→ AIM OF THE EXERCISE
Your answer should consist of each line below that contains the string "already".

→ AVAILABLE DATA
· · · ·
PR #467, opened 2026-08-08
fix(dms): set an explicit timeout on the dms_restart lambda

ddvdozuki:
The `dms_restart` Lambda never set a `timeout`, so it ran on AWS's 3-second default while doing a `FilterLogEvents` plus a `StartReplication` on a cold arm64 start.

That is not theoretical headroom. Real invocations land at 2765-2931 ms, and one has already been killed outright:

```
REPORT RequestId: ...
Duration: 3000.00 ms
Billed Duration: 3000 ms
Memory Size: 128 MB
Status: timeout
```

It recovered only because SNS retried the invocation.

A restart lost this way is silent. The replication stays failed against the 48h deprovision deadline, after which recovery is no longer a start call but a Terraform apply, and the only signal is the CRITICAL state-change alert that had already fired for the original failure.

`30` matches `sns_to_slack` in the same file, which has always set it. This one looks like a simple omission. Lambda bills the duration actually used, so the higher ceiling costs nothing on the normal ~2s path.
· · · ·
→ EXERCISE OUTPUT
That is not theoretical headroom. Real invocations land at 2765-2931 ms, and one has already been killed outright:
A restart lost this way is silent. The replication stays failed against the 48h deprovision deadline, after which recovery is no longer a start call but a Terraform apply, and the only signal is the CRITICAL state-change alert that had already fired for the original failure.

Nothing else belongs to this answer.